House of Grief - Jill Phillips

     I went kicking, I went screaming,
    Thrown into the deep
    Filled with fear and not believing
    There'd be help for me

Grief... it's not something that most people run towards. Rather, as a culture we've made a big deal of ways to avoid and not deal with grief.

    Seemed the world I knew was gone
    Sorrow had become my home

I sort of feel like as a culture we only know how to get stuck in grief or how to avoid it. But not how to enter into it in a healthy way. How to walk with people. How to hold onto the good and the bad at the same time. 

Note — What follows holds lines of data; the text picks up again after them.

PR #51, opened 2026-01-23
Ignore duplicate submissions for the "/" partition

RolandRosenfeld:
https://salsa.debian.org/debian/xymon/-/blob/master/debian/patches/69_disk-no-duplicate-root.patch

Author: Christoph Berg <myon@debian.org>
Forwarded: https://lists.xymon.com/archive/2015-September/042223.html
Last-Update: 2015-09-10
Reviewed-By: Axel Beckert <abe@debian.org>

On some systems, including the Debian Wheezy default setup, df shows two entries for / (one for "rootfs", one for the real device). Skip the second one or else the rrd files produced contain ugly gaps. (A complete fix would do this for all filesystems, but this case should be rare.)

### DIFF
--- a/xymond/rrd/do_disk.c
+++ b/xymond/rrd/do_disk.c
@@ -20,6 +20,7 @@ int do_disk_rrd(char *hostname, char *testname, char *classname, char *pagepaths
 	static int ptnsetup = 0;
 	static pcre *inclpattern = NULL;
 	static pcre *exclpattern = NULL;
+	int seen_root_fs = 0;
 
 	if (strstr(msg, "netapp.pl")) return do_netapp_disk_rrd(hostname, testname, classname, pagepaths, msg, tstamp);
 	if (strstr(msg, "dbcheck.pl")) return do_dbcheck_tablespace_rrd(hostname, testname, classname, pagepaths, msg, tstamp);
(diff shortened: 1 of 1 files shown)


bonomani:
Quick context before merging: this patch defends against a duplicate-`/`
line in `df` output that **GNU coreutils itself fixed around 2012-2013**.
The current `df` manual states it elides the early-boot `rootfs`
pseudo-filesystem whenever the real root device is mounted
([reference](https://www.gnu.org/software/coreutils/manual/html_node/df-invocation.html)).

The Debian patch (2015) was needed on Wheezy, which had older coreutils.
On any Linux distribution Xymon supports today (Jessie+, Ubuntu 14.04+,
RHEL 7+), `df` no longer emits the duplicate line — so this code is
effectively dead.

A few remaining concerns if it stays:

1. **Silent skip** — no `dbgprintf` when the second `/` is dropped, so
   admins can't tell when the workaround triggers.
2. **Wrong layer** — the real source of the duplicate is `df`'s output,
   which is parsed client-side (`xymonclient.sh`). Filtering there
   (e.g. drop the line whose source is literally `rootfs`) is precise
   and doesn't risk hiding anything else.
3. **First-occurrence wins** is brittle — on a system with two
   legitimate `/` entries (bind-mounts, namespaces) one is silently
   dropped, and which one depends on order.

### Conclusion

Best path forward: **close the PR**. The underlying coreutils bug has
been gone for over a decade. If a current reproducer exists, please
share — otherwise this is a maintenance liability with no remaining
benefit.

If kept for the rare legacy system, at minimum **gate it behind a
config/compile flag** rather than enabling it by default, so modern
hosts cannot silently lose an edge-case `/` entry.

RolandRosenfeld:
You are right, this was only needed in Debian 7 (wheezy) and is gone in Debian 8 (jessie).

    In the depths of my own darkness
    I felt saving hands
    People who would brave the water
    Get me back to land

    Now I'm only trying to be
    The same thing that they were to me

I don't have any real desire to walk into the house of grief. It's a painful place. But friends - when we're there, we're there and what we need more than anything is someone to wade out into the water with us, to brave getting wet to help bring us back to dry land. We don't need someone to say "There's a reason for your loss," or "I know how much it costs" - we don't know, we can't know, and frankly we waste time trying to find reasons that only God can understand. The amazing thing about walking into the house of grief with someone is that it doesn't take any special skills - just the ability to sit and listen. To be with. 

    One thing I discovered
    is that in this house of grieving
    There's communion in the suffering
    You are not alone

You are not alone. Hear that again - if you are finding yourself in the house of grief you are not alone. And when you aren't dwelling in the house of grief, what a gift you have that you can walk in, and sit with someone. Feel with them, hold them close. Show them that love has the final word.

    I will go boldly into the house of grief
    Walk right through the open door
    I will go boldly into the house of grief
    'cause love always has the final word


I went kicking, I went screaming,
Thrown into the deep
Filled with fear and not believing
There'd be help for me

Seemed the world I knew was gone
Sorrow had become my home

It took falling, it took doubting,
It took years of pain
Before my heart could figure how to 
beat with hope again

After all I made it through
There's one thing I can't help but do

I will go boldly into the house of grief
Walk right through the open door.
I will go boldly into the house of grief
I don't have to run from it anymore

In the depths of my own darkness
I felt saving hands
People who would brave the water
Get me back to land

Now I'm only trying to be
The same thing that they were to me

When I go boldly into the house of grief
Because I've been there before
I will go boldly into the house of grief
I don't have to run from it anymore

I will go boldly into the house of grief
Walk right through the open door
I will go boldly into the house of grief
I don't have to run from it anymore

I wouldn't dare to tell you
"There's a reason for your loss,
I know how much it costs"
There's no way I can know
One thing I discovered
is that in this house of grieving
There's communion in the suffering
You are not alone

When I go boldly into the house of grief
Because I've been there before
I will go boldly into the house of grief
I don't have to run from it anymore

I will go boldly into the house of grief
Walk right through the open door
I will go boldly into the house of grief
'cause love always has the final word

Wednesday, March 16, 2022

Surface Pressure - Jessica Darrow

I'm a terrible hiker. I tend to spend all of my time looking at my feet trying to make sure I don't fall, slip, trip. And legitimately the beauty of the hike is rarely on the ground.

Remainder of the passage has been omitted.